# can't pay your mortgage?



## xabiaxica (Jun 23, 2009)

a local has posted this on FB....



> Si estás en peligro de perder tu piso por no pagar la hipoteca, hay una solución totalmente legal: Alquila el piso a algún familiar (que no aparezca en la hipoteca) por un precio simbólico de 1 ó 5€ al mes durante 100 años y registra el contrato en el Registro de la Propiedad. El banco se quedará el piso, pero no podrá echar al inquilino gracias a ese contrato y tan sólo le tendrá que pagar el alquiler simbólico al mes. Es totalmente legal, hasta que los bancos consigan cambiar la legislación, pero es la mejor solución a los embargos injustos que están haciendo. Cuanto más gente lo sepa, más efecto tendrá... (COPIADLO Y DIFUNDIRLO) .....GRACIAS



googletranslation - cos I'm being lazy today




> If you are in danger of losing your apartment for not paying the mortgage, there is a perfectly legal solution: Rent the flat to a family member (not shown on the mortgage) for a symbolic price of 1 or 5 € per month for 100 years and records the contract at the Land Registry. The bank will take the floor, but you can not take the tenant through this contract and you only have to pay the nominal rent per month. It is legal to get banks to change the legislation, but is the best solution to the unjust embargoes they are doing. The more people know, the more effect it will have ... (Copy that and spread it) ..... THANKS


anyone want to rent me a house for 5€ a month??


----------



## mrypg9 (Apr 26, 2008)

Sounds like a cheat's charter.

I sincerely hope it doesn't work. After all, I'm sure the money you would have spent paying your mortgage could go towards a new car, a holiday...or just good nights out.

There's a difference between 'can't pay' and 'won't pay'. This isn't the way to address the problem. It's a form of theft. 

I don't know about Spain but I feel very aggrieved that the interest rate on the savings I worked over thirty years to accumulate for my retirement is kept low as an instrument of government policy, a policy which favours people who took out large mortgages or second mortgages secured against property and now enjoy low interest rates..


----------



## anles (Feb 11, 2009)

> The bank will take the floor,


 imagine living in flat with no floor!!


----------



## Alcalaina (Aug 6, 2010)

mrypg9 said:


> Sounds like a cheat's charter.
> 
> I sincerely hope it doesn't work. After all, I'm sure the money you would have spent paying your mortgage could go towards a new car, a holiday...or just good nights out.
> 
> There's a difference between 'can't pay' and 'won't pay'. This isn't the way to address the problem. It's a form of theft.


Desperate measures for desperate times ... 'These are 'can't pays'; over 100,000 repossessions last year putting families on the streets. The bank then owns the property AND the debt, which  must still be repaid.
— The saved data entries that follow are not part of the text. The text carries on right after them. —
Issue #1279, opened 2023-05-31
Data race with the 1.26 jetstream.Consume API


alexisvisco:
## Defect

There is a datarace with the Consume API of the jetstream package with the Nats version package 1.26

#### Versions of `nats.go` and the `nats-server` if one was involved:
2.9.3 - nats:2.9.3-alpine

#### OS/Container environment:
Hardware Overview:

  Model Name:	MacBook Pro
  Model Identifier:	MacBookPro18,2
  Model Number:	Z14X000MTFN/A
  Chip:	Apple M1 Max
  Total Number of Cores:	10 (8 performance and 2 efficiency)
  Memory:	64 GB
  System Firmware Version:	8419.80.7
  OS Loader Version:	8419.80.7
  Serial Number (system):	CY3F9G0QMC
  Hardware UUID:	B43CF36A-5AEA-5935-9C7B-70A01DA1C3C2
  Provisioning UDID:	00006001-000A51D101F8801E
  Activation Lock Status:	Disabled

#### Steps or code to reproduce the issue:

That´s what I call theft.

I read today that BBVA had offered one family unable to repay their mortgage a short-term tenancy on an empty repo flat also owned by BBVA. Progress, I suppose ...


----------



## mrypg9 (Apr 26, 2008)

Alcalaina said:


> Desperate measures for desperate times ... 'These are 'can't pays'; over 100,000 repossessions last year putting families on the streets. The bank then owns the property AND the debt, which must still be repaid. That´s what I call theft.
> 
> I read today that BBVA had offered one family unable to repay their mortgage a short-term tenancy on an empty repo flat also owned by BBVA. Progress, I suppose ...


But you took the loan to buy the house...if you can't pay then the bank takes your property which could well mean a reduction of up to 60% of its value plus the outstanding amount of the loan....how is that theft???

Banks aren't charitable institutions and if they are retail banks then it's other customers' deposits that are used to lend people for mortgages.

The obvious solution is to look closely at each case and in instances of genuine hardship then some affordable arrangement for repayment should be agreed. Eviction must be a very very last resort and then only in cases of fraud. 

I'm sure that there aren't 100000 families living on the streets, though.....

I think too that known exposure to risk should be a factor to be taken into account. If a bank lent money to someone without adequately checking that person can repay the loan over a long period, the bank deserves to take a hit, imo. Due diligence...

Same applies to holders of high-yield Greek bonds. That high rate of return reflected RISK. The risk went sour.....so accept your losses as you would have done your profits.
That's the free market for you....snakes and ladders. You got the snake. Tough...
Those kinds of investment brokerages wouldn't be handling your or my pensions and savings, merely the deposits of the rich.


----------



## gus-lopez (Jan 4, 2010)

But a mortgage here is unlike a mortgage in the UK .Basically it is not much better than a personal loan !


----------



## mrypg9 (Apr 26, 2008)

gus-lopez said:


> But a mortgage here is unlike a mortgage in the UK .Basically it is not much better than a personal loan !


But your property must be secured against it surely?


----------